* **Work task**: List, from the lines below, each one with "Issue" in it.

[Records from a data collection]
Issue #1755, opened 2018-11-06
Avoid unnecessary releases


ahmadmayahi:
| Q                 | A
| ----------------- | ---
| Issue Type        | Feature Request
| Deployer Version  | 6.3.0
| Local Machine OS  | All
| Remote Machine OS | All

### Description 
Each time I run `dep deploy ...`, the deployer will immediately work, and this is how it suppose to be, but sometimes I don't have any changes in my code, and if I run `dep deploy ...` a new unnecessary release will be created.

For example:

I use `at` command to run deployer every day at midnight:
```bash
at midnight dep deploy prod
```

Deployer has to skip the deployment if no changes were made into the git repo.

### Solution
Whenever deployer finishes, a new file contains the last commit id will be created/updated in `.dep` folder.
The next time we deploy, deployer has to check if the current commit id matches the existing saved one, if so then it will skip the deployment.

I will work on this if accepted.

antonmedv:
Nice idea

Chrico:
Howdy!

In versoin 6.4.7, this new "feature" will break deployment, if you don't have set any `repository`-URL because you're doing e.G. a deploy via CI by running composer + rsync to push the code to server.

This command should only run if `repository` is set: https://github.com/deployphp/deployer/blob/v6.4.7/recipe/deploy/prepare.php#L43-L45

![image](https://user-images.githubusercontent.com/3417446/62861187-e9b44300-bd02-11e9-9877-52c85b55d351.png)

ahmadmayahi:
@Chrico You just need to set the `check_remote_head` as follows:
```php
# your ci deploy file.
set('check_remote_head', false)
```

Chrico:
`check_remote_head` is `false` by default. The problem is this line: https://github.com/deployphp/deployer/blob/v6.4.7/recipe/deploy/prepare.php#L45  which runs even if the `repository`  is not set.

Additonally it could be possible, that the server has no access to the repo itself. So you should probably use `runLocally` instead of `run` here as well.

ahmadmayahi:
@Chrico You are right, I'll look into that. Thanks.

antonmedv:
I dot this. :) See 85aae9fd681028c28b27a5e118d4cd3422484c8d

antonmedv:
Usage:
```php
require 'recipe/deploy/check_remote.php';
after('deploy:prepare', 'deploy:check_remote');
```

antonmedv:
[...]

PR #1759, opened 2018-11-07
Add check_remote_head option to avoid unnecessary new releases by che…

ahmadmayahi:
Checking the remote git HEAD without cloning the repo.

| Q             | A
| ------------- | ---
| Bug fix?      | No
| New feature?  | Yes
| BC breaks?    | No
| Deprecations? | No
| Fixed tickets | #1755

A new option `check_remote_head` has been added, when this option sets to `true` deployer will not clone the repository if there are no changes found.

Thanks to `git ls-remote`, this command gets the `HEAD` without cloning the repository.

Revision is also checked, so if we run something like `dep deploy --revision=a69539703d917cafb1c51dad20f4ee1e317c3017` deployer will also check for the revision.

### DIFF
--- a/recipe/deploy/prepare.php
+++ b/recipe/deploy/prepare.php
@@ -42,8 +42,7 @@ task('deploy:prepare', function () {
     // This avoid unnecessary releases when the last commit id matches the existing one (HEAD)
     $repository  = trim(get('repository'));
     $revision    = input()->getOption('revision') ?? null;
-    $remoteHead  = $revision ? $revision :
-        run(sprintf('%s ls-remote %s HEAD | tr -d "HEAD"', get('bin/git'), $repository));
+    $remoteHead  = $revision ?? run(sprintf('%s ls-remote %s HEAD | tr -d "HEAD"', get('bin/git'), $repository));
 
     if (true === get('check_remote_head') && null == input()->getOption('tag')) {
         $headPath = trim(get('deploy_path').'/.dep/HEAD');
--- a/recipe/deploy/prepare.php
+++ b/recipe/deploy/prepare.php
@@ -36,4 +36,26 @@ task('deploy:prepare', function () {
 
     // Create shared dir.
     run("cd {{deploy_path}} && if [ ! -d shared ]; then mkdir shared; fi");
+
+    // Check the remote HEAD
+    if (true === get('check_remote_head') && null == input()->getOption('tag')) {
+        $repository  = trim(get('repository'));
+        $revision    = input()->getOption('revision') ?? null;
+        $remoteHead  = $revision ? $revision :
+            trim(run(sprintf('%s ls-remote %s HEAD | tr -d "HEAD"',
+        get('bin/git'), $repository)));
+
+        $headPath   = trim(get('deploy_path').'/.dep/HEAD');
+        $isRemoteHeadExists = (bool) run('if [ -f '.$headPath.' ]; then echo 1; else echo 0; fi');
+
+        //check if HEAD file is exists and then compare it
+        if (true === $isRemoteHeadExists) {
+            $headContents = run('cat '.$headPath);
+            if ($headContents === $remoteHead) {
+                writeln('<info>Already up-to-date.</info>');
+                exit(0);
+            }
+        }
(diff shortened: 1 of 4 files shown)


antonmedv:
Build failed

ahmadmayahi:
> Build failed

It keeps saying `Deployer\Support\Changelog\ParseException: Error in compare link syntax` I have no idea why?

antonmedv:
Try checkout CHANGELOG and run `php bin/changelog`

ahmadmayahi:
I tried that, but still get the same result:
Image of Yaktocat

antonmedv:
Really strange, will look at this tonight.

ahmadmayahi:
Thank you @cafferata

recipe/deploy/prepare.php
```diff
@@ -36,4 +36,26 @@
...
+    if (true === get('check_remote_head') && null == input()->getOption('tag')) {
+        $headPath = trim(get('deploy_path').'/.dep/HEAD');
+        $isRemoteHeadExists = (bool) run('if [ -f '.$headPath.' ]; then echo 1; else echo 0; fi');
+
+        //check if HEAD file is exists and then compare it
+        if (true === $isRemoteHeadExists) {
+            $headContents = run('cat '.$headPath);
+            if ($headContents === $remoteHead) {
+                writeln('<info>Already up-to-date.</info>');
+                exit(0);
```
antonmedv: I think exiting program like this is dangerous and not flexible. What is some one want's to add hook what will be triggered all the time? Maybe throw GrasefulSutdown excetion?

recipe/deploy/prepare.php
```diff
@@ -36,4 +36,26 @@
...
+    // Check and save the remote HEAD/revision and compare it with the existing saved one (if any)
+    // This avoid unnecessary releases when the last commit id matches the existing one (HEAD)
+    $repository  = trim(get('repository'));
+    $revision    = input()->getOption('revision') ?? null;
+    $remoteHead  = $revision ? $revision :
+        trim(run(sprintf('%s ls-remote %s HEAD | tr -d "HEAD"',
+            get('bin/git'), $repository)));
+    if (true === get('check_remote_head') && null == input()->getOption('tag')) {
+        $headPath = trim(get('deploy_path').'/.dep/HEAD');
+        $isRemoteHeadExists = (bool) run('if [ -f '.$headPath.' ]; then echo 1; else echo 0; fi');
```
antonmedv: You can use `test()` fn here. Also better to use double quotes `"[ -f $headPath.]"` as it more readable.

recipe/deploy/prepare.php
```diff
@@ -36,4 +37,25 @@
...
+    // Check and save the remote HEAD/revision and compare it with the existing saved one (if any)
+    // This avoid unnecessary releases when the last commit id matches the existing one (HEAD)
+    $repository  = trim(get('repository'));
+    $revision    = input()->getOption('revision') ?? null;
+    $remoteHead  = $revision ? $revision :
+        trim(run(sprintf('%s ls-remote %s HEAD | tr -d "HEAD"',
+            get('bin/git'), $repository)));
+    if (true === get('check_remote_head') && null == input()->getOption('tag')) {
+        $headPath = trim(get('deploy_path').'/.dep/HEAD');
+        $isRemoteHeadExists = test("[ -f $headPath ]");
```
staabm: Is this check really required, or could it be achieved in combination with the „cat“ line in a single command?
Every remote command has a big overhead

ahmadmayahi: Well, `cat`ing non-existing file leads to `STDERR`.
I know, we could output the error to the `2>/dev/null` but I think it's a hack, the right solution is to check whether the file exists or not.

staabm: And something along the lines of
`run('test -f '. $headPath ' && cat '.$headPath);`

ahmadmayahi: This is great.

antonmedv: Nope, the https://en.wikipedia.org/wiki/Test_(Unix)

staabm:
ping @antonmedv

* **Worked solution**:
Issue #1755, opened 2018-11-06
| Issue Type        | Feature Request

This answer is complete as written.